This document was prepared by Technical Committee ISO/TC 197, Hydrogen technologies, Subcommittee
SC 1, Hydrogen at scale and horizontal energy systems.
Any feedback or questions on this document should be directed to the user’s national standards body. A
complete listing of these bodies can be found at www.iso.org/members.html.
iv
Introduction
The Paris Agreement was adopted at the UN Climate Change conference (COP21) with the aims of:
strengthening the global response to the threat of climate change, restricting global temperature rise
to below 2 °C above pre-industrial levels and pursuing efforts to limit the temperature increase to 1,5 °C
above pre-industrial levels. To meet these goals, greenhouse gas (GHG) emissions need to be reduced by
about 45 % from 2010 levels by 2030, reaching net zero in 2050 (IPCC, 2018; UNFCCC, 2021).
GHG initiatives on mitigation rely on the quantification, monitoring, reporting and verification of GHG
emissions and/or removals. International Standards that support the transformation of scientific
knowledge into tools can help in reaching the targets of the Paris Agreement to address climate change.

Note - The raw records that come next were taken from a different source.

PR #16097, opened 2018-09-25
CAKE-3834 | Update resource route

JoshuaRogan:
@Wikia/cake @Wikia/sus

Uses the new resource (https://github.com/Wikia/pandora/blob/master/service/content-graph/content-graph-service/src/main/java/com/wikia/services/contentgraph/resources/NavigationResource.java#L57) but retains the original structure. 

Waiting for the final migration to populate site_navigation table before merging this.


nmonterroso:
👍 when the migration is done LGTM

macbre:
Why SUS was pinged here? :)

PR #16105, opened 2018-09-26
SRE-106 | Don't fetch pending SiteStatsUpdate deltas if 0 <= $wgSiteStatsAsyncFactor <= 1

mszabo-wikia:
Because of https://github.com/Wikia/app/blob/dev/includes/SiteStatsUpdate.php#L60 we don't need to deal with pending deltas if the async factor is less than or equal to 1, so we can spare the explicit locking.

https://wikia-inc.atlassian.net/browse/SRE-106

### DIFF
--- a/includes/SiteStatsUpdate.php
+++ b/includes/SiteStatsUpdate.php
@@ -71,7 +71,10 @@ class SiteStatsUpdate implements DeferrableUpdate {
 		$dbw = wfGetDB( DB_MASTER );
 		$lockKey = wfMemcKey( 'site_stats' ); // prepend wiki ID
 		$pd = [];
-		if ( $wgSiteStatsAsyncFactor ) {
+
+		// SRE-106: Only fetch pending deltas if we have an async factor of > 1
+		// Otherwise we never actually save any pending deltas into memcached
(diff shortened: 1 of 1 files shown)


ljagiello:
@mszabo-wikia my PHP knowledge is a bit limited but I have a hard time to find a place that modify `wgSiteStatsAsyncFactor` in the code. The only other place seems to be: https://github.com/Wikia/app/blob/8d9874172e357880516756afa319be4d15dafa94/includes/wikia/VariablesBase.php#L7367 where we always initialize value 1. Is that mean at least with the current code you will basically exclude that code always?

ljagiello (approved):

mszabo-wikia:
@ljagiello yeah, because of https://github.com/Wikia/app/blob/dev/includes/SiteStatsUpdate.php#L60 we never actually save pending deltas to memcached (`mt_rand( 0, $rate - 1 ) != 0` will never be true) so there is no use trying to fetch them later. As for the config value this variable is not in WikiFactory so it's consistently `1` everywhere.

ljagiello:
Yep, makes sense. Wasn't sure if I miss something. Thanks for clarification.

LGTM.

PR #16232, opened 2018-10-18
DE-3752 | event structure cleanup, events on 10% of edits

ghost:


esthomw (approved):

extensions/wikia/DataWarehouse/DataWarehouseEventProducer.class.php
```diff
@@ -287,17 +283,13 @@ public function setGeoContinent ( $continent ) {
 	}
 
 	public function setCityId ( $city_id ) {
```
macbre: You can also use type hinting in method declaration and PHP will cast the parameter to int.

```suggestion
	public function setCityId ( int $city_id ) {
```

macbre (approved):

PR #16233, opened 2018-10-18
SER-2686 | Publish events when Wiki gets hard closed (removed)

slayful:


mszabo-wikia (approved):
Note that hook handlers are no longer required to return a boolean—returning nothing is fine as well.

tmszdmsk (approved):

PR #16234, opened 2018-10-18
IW-1070 | feeds module updates

latata:
@leshniak @xkxd 

* styles changes
* render feeds module in the recirculation container so it will be sticky as right rail recirculation module

### DIFF
--- a/extensions/wikia/FeedsAndPosts/scripts/index.js
+++ b/extensions/wikia/FeedsAndPosts/scripts/index.js
@@ -1,9 +1,13 @@
-require(['jquery'], function ($) {
+require(['jquery', 'wikia.tracker'], function ($, tracker) {
 	// Use number of hours passed since Jan. 1, 1970. That way cache is busted at most every hour.
 	var version = Math.floor((new Date()).getTime() / (60 * 60 * 1000));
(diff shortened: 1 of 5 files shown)


extensions/wikia/FeedsAndPosts/scripts/index.js
```diff
@@ -8,12 +8,13 @@ require(['jquery'], function ($) {
 			var wikiName = $('meta[property="og:site_name"]').prop('content');
 
 			// Load FP into a newly inserted element
-			$('#wikia-recent-activity').after('<div class="rail-module feed-posts-module"></div>');
+			$('#recirculation-rail').append('<div class="rail-module feed-posts-module"></div>');
 			var fpContainer = $('.feed-posts-module').get(0);
 			window.fp.default(fpContainer, {
```
xkxd: not related, but considering IDs as globals I'd say `fp` can be overridden via some id in custom markup much easier that sth like `feedsAndPosts`

xkxd (approved):

extensions/wikia/FeedsAndPosts/scripts/index.js
latata: I'd rather go with something like `nbgToAQTol` :D

PR #16241, opened 2018-10-19
PLATFORM-3761 & PLATFORM-3762: robots and wikis index page on empty domains

themech:
1. Serve robots.txt on domains containing active language wikis.
2. Render a special page that will contain a list of language wikis. This page is displayed:
 * on empty domain root, where there are language path wikis but the English wikis does not exist
 * on closed English wikis, where there are active language path wikis


extensions/wikia/LanguageWikisIndex/LanguageWikisIndexHooks.class.php
```diff
@@ -0,0 +1,88 @@
...
+				$context->setSkin( Skin::newFromKey( 'oasis' ) );
+				$wgSuppressCommunityHeader = true;
+				$wgSuppressPageHeader = true;
+
+				SpecialPageFactory::executePath( $wgTitle, $context );
+				$wgOut->output();
+				return true;
+			default:
+				if ( $redirectAll ) {
+					$wgRequest->response()->header( 'Location: ' . self::WIKIS_INDEX_PAGE , 302 );
```
Grunny: We should probably check with Becky about these being 302s. Even if the wiki is (re)created in the future, we may not do that any time soon and so 301s might be better to avoid junk sticking around in Google. Any thoughts @rogatty?

extensions/wikia/WikiFactory/Loader/WikiFactoryLoader.php
```diff
@@ -374,6 +374,39 @@ public function execute() {
 						"db"     => $oRow->city_dbname,
 						"cluster" => $oRow->city_cluster,
 					);
+				} else {
+					// no city found, check if this is a language wikis index page
+					if ( empty( $this->mWikiID ) && $this->hasLanguagePathWikis() ) {
```
Grunny: Minor: `elseif`.

extensions/wikia/LanguageWikisIndex/LanguageWikisIndexHooks.class.php
rogatty: Can we tell if it's a closed wiki or not? For closed wikis I'd use 301, for not-yet-created wikis I think 302 is fine. After all, we're returning 200 (come back later) on https://community.wikia.com/wiki/Community_Central:Not_a_valid_community?from=szl.starwars.wikia.com, not 410 (never come back). But yeah, I'd double check with Becky.

extensions/wikia/WikiFactory/Loader/WikiFactoryLoader.php
themech: 👍

Grunny (approved):

PR #16242, opened 2018-10-19
SRE-117 | Add process cache to MercuryApi templates processing

mszabo-wikia:
When MercuryApi is processing an article that transcludes the same template many times (e.g. an icon template used several times, like the ones in the table headers on https://fallout.wikia.com/wiki/Fallout_4_characters), it repeatedly fetches template classification data and media details for the same template. We can leverage process cache here to improve performance.

@Wikia/iwing 

https://wikia-inc.atlassian.net/browse/SRE-117

### DIFF
--- a/includes/wikia/parser/templatetypes/handlers/InfoIconTemplate.class.php
+++ b/includes/wikia/parser/templatetypes/handlers/InfoIconTemplate.class.php
@@ -40,21 +40,28 @@ class InfoIconTemplate {
 	private static function getIconLink($image ) {
 		// SRE-117: Use process cache to avoid repeated expensive media queries
 		if ( !isset( self::$infoIconCache[$image] ) ) {
-			$title = Title::newFromText( $image );
+			self::$infoIconCache[$image] = self::makeIconLink( $image );
+		}
+
+		return self::$infoIconCache[$image];
+	}
+
+	private static function makeIconLink( $image ): string {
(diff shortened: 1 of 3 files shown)


includes/wikia/parser/templatetypes/handlers/InfoIconTemplate.class.php
```diff
@@ -33,19 +37,24 @@ public static function handle( $wikitext, Parser $parser ) {
...
-			$link = Linker::makeImageLink2(
-				$title,
-				$file,
-				[],
-				[ 'template-type' => TemplateClassificationService::TEMPLATE_INFOICON ]
-			);
+	private static function getIconLink($image ) {
+		// SRE-117: Use process cache to avoid repeated expensive media queries
+		if ( !isset( self::$infoIconCache[$image] ) ) {
+			$title = Title::newFromText( $image );
```
hakubo: while at it - Title newFromText can return null, should we guard against it here?

mszabo-wikia: hmm, good point. I could add a check for safety, although I don't recall seeing errors from here.

hakubo (approved):

rybmat (approved):

rybmat (approved):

ISO 14040 and ISO 14044 define the principles, requirements and guidelines identified in existing
International Standards on life cycle assessment (LCA). The ISO 14060 series provides clarity and
consistency for quantifying, monitoring, reporting and validating or verifying GHG emissions
and removals to support sustainable development through a low-carbon economy. It also benefits
organizations, project proponents and stakeholders worldwide by providing clarity and consistency on
quantifying, monitoring, reporting and validating or verifying GHG emissions and removals.
ISO 14067 is based on the principles, requirements and guidelines on LCA identified in ISO 14040 and
ISO 14044 and aims to set specific requirements for the quantification of a carbon footprint (CFP) and
a partial CFP.
ISO 14067 defines the principles, requirements and guidelines for the quantification of the carbon
footprint of products. Its aim is to quantify GHG emissions associated with the lifecycle stages of a
product, beginning with resource extraction and raw material sourcing and extending through the
production, use and end-of-life stages of the product.
Figure 1 illustrates the relationship between ISO 14067 and other ISO documents on LCA.
PCR Product category rule
Figure 1 — Relationship between standards beyond the GHG management family of standards
(source ISO 14067:2018)
Hydrogen can be produced from diverse sources including renewables, nuclear and fossil fuels using
carbon capture, utilization and storage (CCUS) to reduce the emissions associated with its production.
Hydrogen can be used to decarbonize numerous sectors including transport, industrial manufacturing
and power generation.
v
A particular challenge is that identical hydrogen molecules can be produced and combined from
sources that have different GHG intensities. Similarly, hydrogen-based fuels and derivatives will be
indistinguishable and can be produced from hydrogen combined with a range of fossil and low-carbon
inputs. Indeed, some of the products made from hydrogen (e.g. electricity) can themselves be used in the
production of hydrogen. Accounting standards for different sources of hydrogen along the supply chain
(see Figure 2) will be fundamental to creating a market for low-carbon hydrogen, and these standards
need to be agreed upon internationally. Additionally, there is the possibility that consumption gates
are not located in proximity to hydrogen production gates, requiring hydrogen transport. ISO 14083
gives guidelines for the quantification and reporting of GHG emissions arising from transport chain
operations.
A mutually recognized international framework that is robust, avoids miscounting or double counting
of environmental impacts is needed. Such a framework will provide a mutually agreed approach to
“guaranties" or “certificates” of origin, and cover greenhouse gas inputs used for hydrogen production,
conditioning, conversion and transport.
This document aims at increasing the methodologies that should be applied, in line with ISO 14067, to
the specific case of the hydrogen value chain, covering different production processes and other parts
of the value chain, such as conditioning hydrogen in different physical states, conversion of hydrogen
into different hydrogen carriers and the subsequent transport up to the consumption gate.
Figure 2 — Examples of hydrogen supply chain
vi
TECHNICAL SPECIFICATION ISO/TS 19870:2023(E)
Hydrogen technologies — Methodology for determining
the greenhouse gas emissions associated with the
production, conditioning and transport of hydrogen to
consumption gate
1 Scope
ISO 14044 requires the goal and scope of an LCA to be clearly defined and be consistent with the
intended application. Due to the iterative nature of LCA, it is possible that the LCA scope needs to be
refined during the study.
This document specifies methodologies that can be applied to determine the carbon footprint of a
product (CFP) or partial CFP of a hydrogen product in line with ISO 14067. The goals and scopes of the
methodologies correspond to either approach a) or b), given below, that ISO 14040:2006, A.2 gives as
two possible approaches to LCA.
a) An approach that assigns elementary flows and potential environmental impacts to a specific
product system, typically as an account of the history of the product.
b) An approach that studies the environmental consequences of possible (future) changes between
alternative product systems.
Approaches a) and b) have become know
...